Mit Spannung blickt die Kreditwirtschaft jetzt auf das
Sparkassenlager. Anders als die Privat- und Genossenschaftsbanken, die gemeinsam selbst eine E-Commerce-Lösung entwickeln, wie Uwe Fröhlich, Präsident des Bundesverbands der Deutschen Volksbanken und Raiffeisenbanken,
im BANKMAGAZIN-Interview verrät (siehe Interview Seite 20), waren die öffentlich-rechtlichen Institute auf Einkaufstour. Der Deutsche Sparkassenverlag ist vorgeprescht
und hat mit Wirkung zum 1. Januar dieses Jahres 80 Prozent
an dem Zahlungsserviceanbieter Payone übernommen. Damit kann der Verlag die seit einiger Zeit eigentlich für die gesamte Branche angestrebte Lösung für das Bezahlen im Internet anbieten. Payone gehört mit einem Transaktionsvolumen von rund drei Milliarden Euro zu den großen konzernunabhängigen Anbietern von Zahlungsservices. Das
Unternehmen bietet seinen Geschäftskunden die E- und MCommerce-Anbindung sowie eine elektronische Plattform
für den Abrechnungsverkehr mit den Anbietern von 30 verschiedenen Bezahlverfahren, darunter auch Paypal, die EbayTochter, die 2015 an die Börse gehen könnte.
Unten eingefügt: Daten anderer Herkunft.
PR #1778, opened 2019-04-10
Add theme localization

anlau:
_&lt;edit&gt;_

### Note from project maintainers:

There are multiple aspects to supporting multiple languages in MkDocs, each of which is linked to from #211, which is the primary issue and ties all of the various aspects together. However, it is best to discuss each aspect in its related issue. 

This issue/PR addresses theme localization (l10n). The templates need to be updated to support translations of the next/previous navigation, page footer, etc.  Volunteers are needed to complete the work as outlined [below](#issuecomment-559211318).

_&lt;/edit&gt;_

Goal: be able to use translations from PyBabel to localize a theme when built.

Before moving forward, I would like some feedback. There's a bit more work to do (mostly add tests). Second commit will be removed/or bonified (note: .mo files need to be generated with `pybabel compile -d locales`). I think translations could be done in a separate PR.

Related with [this comment](https://github.com/mkdocs/mkdocs/issues/211#issuecomment-466420384).

### DIFF
--- a/mkdocs/config/config_options.py
+++ b/mkdocs/config/config_options.py
@@ -415,6 +415,7 @@ class Theme(BaseConfigOption):
 
     Validate that the theme exists and build Theme instance.
     """
+    name = 'theme'
 
     def __init__(self, default=None):
         super(Theme, self).__init__()
@@ -447,7 +448,8 @@ class Theme(BaseConfigOption):
         theme_config = config[key_name]
 
         if not theme_config['name'] and 'custom_dir' not in theme_config:
-            raise ValidationError("At least one of 'theme.name' or 'theme.custom_dir' must be defined.")
+            raise ValidationError("At least one of '{name}.name' or '{name}.custom_dir' must be defined."
+                                  .format(name=self.name))
 
         # Ensure custom_dir is an absolute path
         if 'custom_dir' in theme_config and not os.path.isabs(theme_config['custom_dir']):
@@ -455,8 +457,11 @@ class Theme(BaseConfigOption):
             theme_config['custom_dir'] = os.path.join(config_dir, theme_config['custom_dir'])
 
         if 'custom_dir' in theme_config and not os.path.isdir(theme_config['custom_dir']):
-            raise ValidationError("The path set in {name}.custom_dir ('{path}') does not exist.".
-                                  format(path=theme_config['custom_dir'], name=self.name))
+            raise ValidationError("The path set in '{name}.custom_dir' ('{path}') does not exist."
+                                  .format(path=theme_config['custom_dir'], name=self.name))
+
+        if 'locale' in theme_config and not isinstance(theme_config['locale'], utils.string_types):
+            raise ValidationError("'{name}.locale' must be a string.".format(name=self.name))
 
         config[key_name] = theme.Theme(**theme_config)
 
--- a/mkdocs/structure/files.py
+++ b/mkdocs/structure/files.py
@@ -67,6 +67,8 @@ class Files(object):
         """ Retrieve static files from Jinja environment and add to collection. """
         def filter(name):
             patterns = ['.*', '*.py', '*.pyc', '*.html', '*readme*', 'mkdocs_theme.yml']
+            # Exclude translation files
+            patterns.append('locales/*')
             patterns.extend('*{0}'.format(x) for x in utils.markdown_extensions)
             patterns.extend(config['theme'].static_templates)
             for pattern in patterns:
--- a/MANIFEST.in
+++ b/MANIFEST.in
@@ -1,5 +1,5 @@
 include README.md
 include LICENSE
-recursive-include mkdocs *.ico *.js *.css *.png *.html *.eot *.svg *.ttf *.woff *.woff2 *.xml *.mustache *mkdocs_theme.yml
+recursive-include mkdocs *.ico *.js *.css *.png *.html *.eot *.svg *.ttf *.woff *.woff2 *.xml *.mustache *mkdocs_theme.yml *.mo
 recursive-exclude * __pycache__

Kooperationen mit und Übernahmen von IT-Firmen im
Bereich der Finanzdienstleistungen sind nur zwei Strategien, sich neue Geschäftsfelder zu erschließen. Die akuten Probleme auf der Ertragsseite löst solches Neugeschäft natürlich
nicht. Wenn Volumenausweitungen ausbleiben, müssten dafür auf breiter Front die Gebühren angehoben werden. Unternehmensberater Passow hat „die ersten Sparkassen erlebt,
die für Buchungen wieder Geld verlangen, unabhängig davon, ob sie beleghaft oder online durchgeführt werden“. Ins­
titute würden wieder zunehmend Kontoführungsgebühren
erheben. „Ob sie sich damit am Markt durchsetzen, wird sich
zeigen“, zweifelt Passow. Bisher ist gängige Praxis, dass Banken ihren Kunden diese Gebühr erlassen, wenn auf deren
Konto ein bestimmter Geldeingang erfolgt.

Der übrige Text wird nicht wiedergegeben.